Trade-offs and Limitations of Authorized Fetch Mode
Enabling Authorized Fetch Mode introduces several operational considerations. Evaluate these before turning it on.
Increased Server Load
Every incoming federated request now requires signature verification. For a small instance with fewer than 100 active users, the additional CPU load is negligible. For large instances with thousands of active federations, the verification process can increase server response times by 10 to 50 milliseconds per request. Under heavy traffic, this may cause noticeable delays in timeline updates.
Federation Compatibility Issues
Some older or custom ActivityPub implementations do not support HTTP Signatures. These servers will be unable to fetch any data from your instance. As a result, your public posts will not appear in their federated timelines. Users on those instances will not see your content unless they follow your account from within your instance.
Search Engine Indexing
Search engines such as Google and Bing rely on unauthenticated HTTP requests to index public content. Authorized Fetch Mode blocks these crawlers. Your public posts will not appear in search results. If you rely on search engine visibility for your instance or your content, keep this mode disabled.
Partial Block Bypass Prevention
Authorized Fetch Mode prevents blocked servers from reading public data through the API. However, it does not prevent a blocked server from receiving data through a third-party server that has not been blocked. A user on a blocked instance could still see your public posts if another unblocked instance relays them. This is a limitation of the ActivityPub protocol itself, not of Authorized Fetch Mode.

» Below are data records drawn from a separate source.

Issue #4737, opened 2023-05-26
Stereo tracks should not allow different sample rates in the channels


Paul-Licameli:
### Bug description

Mono tracks with different rates can be joined into a stereo track, then split again, retaining their original rates.

This is incompatible with the restructuring needed for wide clips.  An attempt to join two such tracks should make an error message in 3.4.  In the unlikely event that a 3.3 project was saved with such a pathological stereo track, Audacity should refuse to open it.

If you really want to join two channels with mismatched rates, you should resample one or both to a common rate.

### Steps to reproduce

1. Generate some noise in a mono track with default settings; observe "44100 Hz" in the track control panel.
2. Generate another mono track of noise, and use Track > Resample to change it t9 48000 Hz; observe change in its panel.  (observe that it becomes "hairy" when you resample)
3. Select "Make stereo track" from the first track's menu and observe "44100 Hz" in the panel.  (But internally the right channel has not forgotten its original rate.)
4. Now "Split Stereo track" and observe that the second still has 48000 Hz.

But:  also observe that dragging clips into other tracks with different rates is not a problem.  For instance:
- Make a mono noise track at 44100 Hz
- Make new empty monon track; change to 48000 Hz
- Drag the clip from the first to the second
- Observe that it becomes "hairy" indicating that resampling really happened, as it should, to keep new clips in the track consistent in rate

Or you can do this:
- make a problematic track with empty left at 44100, empty right at 48000
- Make new stereo track of noise at 44100, 48000, or some other, higher rate
- Drag stereo clip into the first track
- Observe that respectively right only, left only, or both get "hairy" -- as expected, to keep consistency of clips in each channel

### Expected behavior

Step 3 should fail instead with an error message (what exactly?).

### Actual behavior

See discussion in Steps

### Audacity Version

current master / alpha / nightly build

### Operating system

Windows, macOS, Linux

petersampsonaudacity:
Fascinating catch @Paul-Licameli  - regression testing shows that this is _**NOT**_ a regression - this behavior has obtained all the way from Audacity 1.0.0 through to 3.3.2

I have no idea whether or not Dominic and Roger intended this to be the case or if it was just never blocked _(maybe it never occurred to them that folk might try to do this)_ ...

### Aside
[...]

PR #4739, opened 2023-05-26
Disallow mismatched sample rates

Paul-Licameli:
Resolves: #4737

Store sample rate nonredundantly for the stereo track pair.

Don't allow joining of mono tracks into stereo when rates differ. 
(Don't try to use one or the other rate, but let the user first resample.)

Disallow the opening of legacy files that might have been stored with such a mismatch.

Incidentally fix the failure to abort opening of files when inconsistency checks fail -- which was a bug introduced in 3.0.0

Recommended:


petersampsonaudacity:
Testing on W10 with @Paul-Licameli 's branch build:  audacity-win-3.4.0-alpha-20230526+4a8eda0-x64

I confirm that the behavior reported in #4737 is now blocked:
image

Paul-Licameli:
> Testing on W10 with @Paul-Licameli 's branch build: audacity-win-3.4.0-alpha-20230526+4a8eda0-x64
> 
> I confirm that the behavior reported in #4737 is now blocked in this branch build: image
> 
> **Track Format** But note carefully that this fix does not block the creation of a stereo track from two single tracks each with a different **Sample Format**.
> 
> I tried with a 16-bit track and a 32-bit track - they could be merged into a single stereo track at 16-bit _(the 16-bit track was the upper track)._ And when split again they both reverted to their original bit formats 16-bit and 32-bit.

Thanks.  Yes, I should do other work to disallow mismatch of sample widths.

Did I do the right thing for rates?  An alternative to the prohibition might be a quiet resampling of the lesser rate to the greater.

Likewise for widths:  the narrower might quietly change to match the wider.  No dither would be needed, but storage requirements of the saved project might increase.

So should a join of channels with mismatched formats fail too with an error?

A third possibility (with either rates or channels) would be to ask the user.

petersampsonaudacity:
> Did I do the right thing for rates? An alternative to the prohibition might be a quiet resampling of the lesser rate to the greater.

Well I like it throwing the error - but I'm no expert in such matters.

_I have written to Dominic to as if he allowed this deliberately for some reason._


> Likewise for widths: the narrower might quietly change to match the wider. No dither would be needed, but storage requirements of the saved project might increase.

Folk already complain a lot about storage requirements increasing ...


> So should a join of channels with mismatched formats fail too with an error?

I would have thought so

 
> A third possibility (with either rates or channels) would be to ask the user.

That could also work - but would be complex if both rate and format were mismatched.


_**The preferred approach is really a decision for the Muse design team, deciding if they prefer the simple error(s) or a corrective dialog.**_  @LWinterberg @Tantacrul @DilsonsPickles

Tantacrul:
@LWinterberg @DilsonsPickles - can we investigate a little bit what we should do here to be as gracefully and friendly to the user as possible? I feel we should try to make a decision about this.

> Did I do the right thing for rates? An alternative to the prohibition might be a quiet resampling of the lesser rate to the greater.

A part of me thinks that we should just do this and not ask the user any questions.

crsib:
Resampling is generally lossy, I'm not sure that implicit resampling is a good idea

petersampsonaudacity:
> Resampling is generally lossy, I'm not sure that implicit resampling is a good idea

@crsib a VERY good point Dmitry

Paul-Licameli:
> @LWinterberg @DilsonsPickles - can we investigate a little bit what we should do here to be as gracefully and friendly to the user as possible? I feel we should try to make a decision about this.
> 
> > Did I do the right thing for rates? An alternative to the prohibition might be a quiet resampling of the lesser rate to the greater.
> 
> A part of me thinks that we should just do this and not ask the user any questions. However, there's going to be more to it than that methinks. A discussion for our design meeting, I feel!

Remember the user might attempt to make a stereo track interactively, or there might be files saved before 3.4 that the user tries to load into new Audacity.

Whatever the resolution (disallow, fix quietly, or ask), the work of detecting the condition is necessary and I put that effort in for the rates, but not yet for the formats.

Actually, format mismatch between channels, with no rate mismatch, might be a tolerable thing with all the data restructuring, not presenting significant trouble for the time stretching calculations we need to do, but it's all the same a weird thing to do.

petersampsonaudacity:
> ... or there might be files saved before 3.4 that the user tries to load into new Audacity.

A good point Paul.

So would you error trap that and offer to fix it by up-sampling to the higher of the two rates?

Tantacrul:
I'm coming to the conclusion that I cannot solve this with a single sentence :)

Thanks all. We'll need to give it some proper thought. Perhaps explicit prompts are the way to go.

Paul-Licameli:
> Resampling is generally lossy, I'm not sure that implicit resampling is a good idea

Is that really so?

If there is in fact no frequency content above 1/2 of the lesser sample rate (the lesser of two Nyquist frequencies), I think the Sampling Theorem tells us that theoretically you could down-sample from the from the higher rate to the lower, then up-sample again, without loss.

Practical calculations would truncate the tails of sinc functions though.

rbdannenberg:
There's no inherent loss, but calculation is expensive. An old Smith and Gossett paper did an error analysis and said you need something like 50 multiply/adds and 50 accurate estimates of the sinc function to get 16-bit resolution (so even more for 20 or 24 bits). You can estimate the sinc function with interpolated table lookup, but that's two memory accesses, a float to int conversion (usually this is expensive) and additional float operations (times 50 or however many points you use) so it's much worse than just 50 multiply/adds. I don't think there are any tricks to do fast interpolated lookups. On the other hand, I think macOS uses implicit sample rate conversion in core audio so that you can open  an output device at any sample rate even while the device is playing a stream at some other rate. I wouldn't be surprised if they cut corners on conversion, and I strongly believe software sampling synthesizers do not do such high-quality conversion since the worst case numerically (e.g. full amplitude at 20kHz) is not something you'll find in listenable audio, so you can normally get away with fewer points (i.e. a more truncated sync function). I don't know what's common practice, and people I've asked told me the details were trade secrets.

Paul-Licameli:
Thanks, Roger!

So, there is theory but then there is practice… and so quiet resampling is probably not a thing we should do and it isn’t what I did in this pull request.

crsib:
Not to mention that it would further increase the storage requirements!

saintmatthieu:
My guess on how most users would feel about the negative side effects of the various solutions :
* Quality loss: unaware, indifferent
* Memory increase: unaware, understanding
* Error pop-up: perplexed, annoyed, clueless
I therefore would favour the silent conversion (both sampling-rate and bit-depth wise). Whatever user is aware of the quality loss is probably tech savy and will find a way around it, or look a default behaviour she could change.

crsib:
> Memory increase: unaware, understanding

They are most certainly frustrated by the storage requirements, so definitely aware and not so understanding. Resampling a track will effectively keep the old track on your drive before you close Audacity (or even after, if you are unlucky), followed by a slow (and storage space demanding!) compaction. 

Trying to join two tracks with different sample rates sounds like a very rare corner case. I would much prefer to have a descriptive error message here, probably coupled with "Resample to xxx" button.

petersampsonaudacity:
> > Memory increase: unaware, understanding
> 
> They are most certainly frustrated by the storage requirements, so definitely aware and not so understanding.

Dmitry is right here :  we see many cases/complaints on the Forum (and here on GitHub) about the ballooning sizes of projects - so to add to this with hidden automatic resampling seem absolutely not the right thing to do.


>Trying to join two tracks with different sample rates sounds like a very rare corner case. I would much prefer to have a descriptive error message here, probably coupled with "Resample to xxx" button.

And in the light of Roger's comments _(and Dmitry's earlier comments in this thread)_ - I **_fully_** support Dmitry's approach here - which is basically the approach that Paul was originally pursuing with this PR "fiix".

crsib (approved):
I see no issues with the proposed solution. I think design issues could be solved in a follow up pull requests.

saintmatthieu:
> Resampling a track will effectively keep the old track on your drive

I'm aware, but if a user wants to do this, gets the error message and knows how to solve the problem, she will probably proceed with resampling manually, resulting in the same memory increase, no?

petersampsonaudacity:
> I see no issues with the proposed solution. I think design issues could be solved in a follow up pull requests.

A good decision.

But note that we also have to deal with mis-matched Formats - but @Paul-Licameli  is already aware of that.

And consideration needs to be given to Paul's earlier point about old projects already containing such stereo tracks with mis-matched rates and/or formats.

crsib:
> resulting in the same memory increase, no

But it won't be implicit. On top of that, the user may want to resample to a lower rate, not to a higher one. Or just to pan tracks accordingly (in case there are no plans to apply a stereo effect)

saintmatthieu:
I like the panning idea, and suggest that the error message one way or another indicates this workaround.

src/tracks/playabletrack/wavetrack/ui/WaveTrackControls.cpp
```diff
@@ -810,6 +810,15 @@ void WaveTrackMenuTable::OnMergeStereo(wxCommandEvent &)
    auto partner = static_cast< WaveTrack * >
       ( *tracks.Find( pTrack ).advance( 1 ) );
 
+   if (pTrack->GetRate() != partner->GetRate()) {
+      using namespace BasicUI;
+      ShowMessageBox(XO("Channels must have the same sample rate"),
```
saintmatthieu, line 815: This sentence will probably let the user think that she now has to convert one of the tracks to the sample rate of the other. As @crsib pointed out, an alternative worth considering would be panning - simpler, no memory usage increase, lossless.
- [] Please consider suggesting this in your sentence.

DavidBailes: There is also the danger that the user changes the sample rate of one of the tracks by using the rate sub menu on the track's menu, rather than Tracks > Resample.

petersampsonaudacity:
I've been discussing this with Dominic Mazzoni, the Godfather of Audacity.

His basic view
>Oh, that's definitely just a bug!   ...   I'm pretty sure I just never thought about that possibility.

petersampsonaudacity:
Testing on W10 with @Paul-Licameli 's branch build the use case of "attempting to load a project (made previously) with mismatching rates in a stereo track".

I confirm that this is indeed blocked by Paul's branch build as @Ryan-Miller-Audacity reported in #4737 

But, the error message I get is:
image

This message is not helpful at all to the user:

**A) they would need to guess that they could manually fix this:**
1. open it in an earlier version of Audacity
2.  examine each stereo track in turn by splitting to mono, examining the TCP
3. resample requisite tracks to match sample rates
4. rejoin the mono tracks as stereo tracks
5. save the project
6. reopen project in latest Audacity

**B) Audacity offers no repair help**

Most folk are going to struggle to guess or even implement the A) manual fix.

So while we seem to have agreed we should just block such mismatched stereo track creation in 3.4.0 onwards with no automatic resampling - I think a _**good**_ case can be made for offering automatic resampling of channels in stereo tracks as part of the above error message.

Not many users are going to guess/intuit the step required for the A) manual fix - and I'm pretty sure we wouldn't want to put those manual steps in an error message.

Paul-Licameli:
Rebased onto recent master; one commit added to change error messages; otherwise unchanged.

crsib (approved):

Paul-Licameli:
Added one commit to fix the first of two problems described at https://github.com/audacity/audacity/issues/4737#issuecomment-1570799693

crsib (approved):

crsib:
Should I wait a bit for review this time?)

Paul-Licameli:
Two more commits.  One more review, please.

Addressing the other problem in Ryan's comment.

The work to make higher-level file consistency checks work properly, incidental to disallowing the sample rate mismatch -- it wasn't complete.  Thanks @Ryan-Miller-Audacity , and I don't agree with leaving the problem to be fixed later.

crsib:
> One more review, please.

Absolutely no problem with that :-) I was just joking a bit, sorry :-)

crsib (approved):

Paul-Licameli:
Sorry

DavidBailes (approved):
I agree with @crsib 's comment "I see no issues with the proposed solution. I think design issues could be solved in a follow up pull requests."
The comment that I made was to do with the design of the "error" message - I think that it could be more helpful, and point users towards Tracks > resample (rather than the rate sub menu on a track's context menu) , and mention @crsib 's suggesting of just using panning if stereo effects are not required.
So I'm quite happy to approve this pull request.

petersampsonaudacity:
>  I think that it could be more helpful, and point users towards Tracks > resample (rather than the rate sub menu on a track's context menu) ...

@DavidBailes  these are the revised error messages that @Tantacrul and Team discussed and agreed on - and are in @Paul-Licameli 's latest branch build

>So after discussing this with the team, we think this PR is good to go in terms of functionality.
>
>However, we need some copy improvements for the dialogs.
>
>Dialog 1: **Mono tracks must have the same sample rate in order to be combined into a stereo track**
>
>Dialog 2: **This project cannot be opened because it contains a stereo track with different sample rates. This functionality is no longer supported since the release of Audacity version 3.4**


Note that neither method of resampling is discussed here in these messages - it is up to the user tro decide whetherbtoi use te TCP dropdown or Resample Tracks from the menu, nor any other workaround like panning

And I think that is a good and right decision as otherwise the error messages become too long an overburdened and end up being TL;DR.

DavidBailes:
> @DavidBailes these are the revised error messages that @Tantacrul and Team discussed and agreed on
> and are in @Paul-Licameli 's latest branch build

OK.

petersampsonaudacity:
Testing on W10 with @Paul-Licameli 's branch:  

**1. Making a mismatched stereo track**
This remains blocked by the revised error message:
image

**### 2. Spitting a stereo track**
Splitting to stereo and mono remain different with split to stereo producing panned L  & R tracks and spli to mono producing tw center-panned tracks

### 3. Project opening with a mismatched stereo track
A project made and saved in 3.3.2 with a stereo track with mis-matched sample rates cannot be opened in Paul's branch:
image

crsib (approved):

vsverchinsky (approved):

DavidBailes (approved):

Authorized Fetch Mode vs Default Federation: Key Differences
| Item | Default Federation | Authorized Fetch Mode |
|---|---|---|
| Authentication requirement | None — any HTTP GET is accepted | HTTP Signature required for all requests |
| Block enforcement | Blocked servers can still read public data via API | Blocked servers are denied at the API layer |
| Search engine indexing | Public posts are indexed by search engines | Public posts are not indexed |
| Federation compatibility | Works with all ActivityPub implementations | Incompatible with servers lacking HTTP Signature support |
| Server load | Minimal — no signature verification | Increased — each request requires signature verification |
You now understand how Authorized Fetch Mode works and when to enable it. If your instance faces scraping attacks or you need to enforce blocks strictly, turn on the feature in Server Settings under Federation. Monitor your server’s CPU usage after enabling it. For most small to medium instances, the security benefit outweighs the performance cost. Consider leaving Authorized Fetch Mode disabled if search engine visibility or broad federation compatibility is more important than blocking unauthorized access.